For many thousands of years, our ancestors’ biggest challenge was getting enough to eat while avoiding becoming dinner for some wild animal. Over the years, human bodies learned to store up fat efficiently during times of plenty to ensure survival in lean times.
This idea has become widely accepted as the “thrifty gene theory.” Fortunately, we don’t have to worry too much about wild animals and generally we don’t have to worry about not getting enough to eat daily. In fact, most experts say we live in an environment where we are surrounded by excess calories and we don’t stand a chance in the battle to maintain a healthy weight unless something changes.
New research presented last week at the International Congress of Obesity reinforces this idea that our bodies do not like to let go of stored body fat even when we have too much. The study involved obese subjects who were put on a calorie controlled eating plan and had supervised exercise five days a week. In the first eight weeks of the study, they lost an average of seven pounds, but over the next four weeks they lost only an additional one and one-half pounds.
Anyone who has dieted for more than a couple of months has probably had the same frustrating experience as the subjects in this study. After losing weight steadily for several weeks, they hit a weight loss plateau. Even though the dieter is still eating fewer calories than they are burning up, the weight loss slows to a crawl. Their bodies are working to protect them from losing too much fat, even if they are still overweight.
What can you do? Some dieters will try cutting their calorie intake even lower. This may actually work against them. The body knows when the calorie intake is too low and it will slow down the dieter’s metabolism in response. This is another good example of the way our bodies work to protect us if we don’t have enough food.
Many exercise experts recommend increasing the total weekly exercise time and changing the type of exercise to bump people off the weight loss plateau. Sometimes changing from walking to biking or swimming does the trick. Try adding some weight training to your routine. If you are exercising 3 or 4 days a week, try 5 days a week.

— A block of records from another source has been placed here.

Issue #551, opened 2022-05-12
Support `AWS_MAX_ATTEMPTS` environmental variable


ericphanson:
Ref https://docs.aws.amazon.com/sdkref/latest/guide/feature-retry-behavior.html

PR #595, opened 2022-12-17
Make the number of retries configurable

iamed2:
This adds a `max_attempts` kwarg+field to AWSConfig, and a `max_attempts` accessor for `AbstractAWSConfig` (defaulting to 3, which is the default elsewhere in the code). 

I saw most of the tests are done with S3, and I also saw that the S3 throttling error (`SlowDown`) was not included. I added that error code and then added a test that uses it and tests throttling retries. 

---
- To see the specific tasks where the Asana app for GitHub is being used, see below:
  - https://app.asana.com/0/0/1204220867368963


iamed2:
I think likely there are a few more throttling error codes we could add in, in a future PR: https://boto3.amazonaws.com/v1/documentation/api/latest/guide/retries.html#standard-retry-mode

iamed2:
bors try

ericphanson:
AWS has a conventional env variable btw: https://github.com/JuliaCloud/AWS.jl/issues/551

src/utilities/request.jl
```diff
@@ -190,7 +191,7 @@ function submit_request(aws::AbstractAWSConfig, request::Request; return_headers
         return false
     end
 
-    delays = AWSExponentialBackoff(; max_attempts=3)
+    delays = AWSExponentialBackoff(; max_attempts=max_attempts(aws))
```
arnaudh, line 194: How about making the whole delay strategy configurable?

```suggestion
    delays = delays(aws)
```

to give more control, e.g. tweak the initial delay or delay between retries.

Perhaps this would require exporting `AWSExponentialBackoff` so it's easy for users to tweak only the max attempt.

mattBrzezinski:
bors try

mattBrzezinski (approved):
bors r+

PR #602, opened 2023-02-15
Use URIs.escapepath when cleaning S3 URIs

### LINKED ISSUE #592: Bad signature for Keys containing Unicode
Using raw Unicode characters for `key`s leads to an invalid signature. This seems to be a reliable MWE:

```julia
using AWS: AWS
bucket = "mortenpi-test-bucket"
AWS.@service S3 use_response_type=true
aws_config = AWS.AWSConfig(region="ap-southeast-2")
params = Dict("body" => "123",)
S3.put_object(bucket, "📁", params; aws_config)
```

fails with

```
ERROR: AWS.AWSExceptions.AWSException: SignatureDoesNotMatch -- The request signature we calculated does not match the signature you provided. Check your key and signing method.

HTTP.Exceptions.StatusError(403, "PUT", "/mortenpi-test-bucket/📁", HTTP.Messages.Response:
"""
HTTP/1.1 403 Forbidden
Content-Type: application/xml
Transfer-Encoding: chunked
Date: Mon, 21 Nov 2022 09:25:38 GMT
Server: AmazonS3

[Message Body was streamed]""")

<Error><Code>SignatureDoesNotMatch</Code><Message>The request signature we calculated does not match the signature you provided. Check your key and signing method.</Message>
...
```

Doing `URIs.escapepath()` on `key` does solve the issue. But I think this should also work as-is, because AWS does do limited escaping already?

https://github.com/JuliaCloud/AWS.jl/blob/4bd8b958f7172124922b32be449502faadddd489/src/utilities/utilities.jl#L46-L63

mortenpi:
Just using `URIs.escapepath` to also escape e.g. Unicode characters seems to be enough to fix #592. That said, I am still not quite sure what the original issue there is.


mortenpi:
Friendly bump. It would be awesome if this could be merged and tagged :slightly_smiling_face:

mortenpi:
I believe I fixed the failing test -- just an oversight when deleting the bucket. I don't think I can trigger bors though, to test it?

mattBrzezinski:
bors try

mattBrzezinski:
> I believe I fixed the failing test -- just an oversight when deleting the bucket. I don't think I can trigger bors though, to test it?

Correct, I would need to add you to the list in bors or the org. Can do shortly!

mattBrzezinski (approved):
bors r+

Remember to eat breakfast daily. When the body goes all night without food, it triggers the same slow-down in metabolism if we don’t “break the fast” in the morning.
Breakfast seems to be a key ingredient for weight loss success.
Most importantly, set realistic weight loss goals. No one really loses forty pounds in two weeks before that high school reunion no matter what you may see in those weight loss advertisements. Losing about a pound or two a week is reasonable and more sustainable. Don’t give up if you hit a plateau. Expect them to happen and then work through them. Be patient. Your body is only trying to protect you.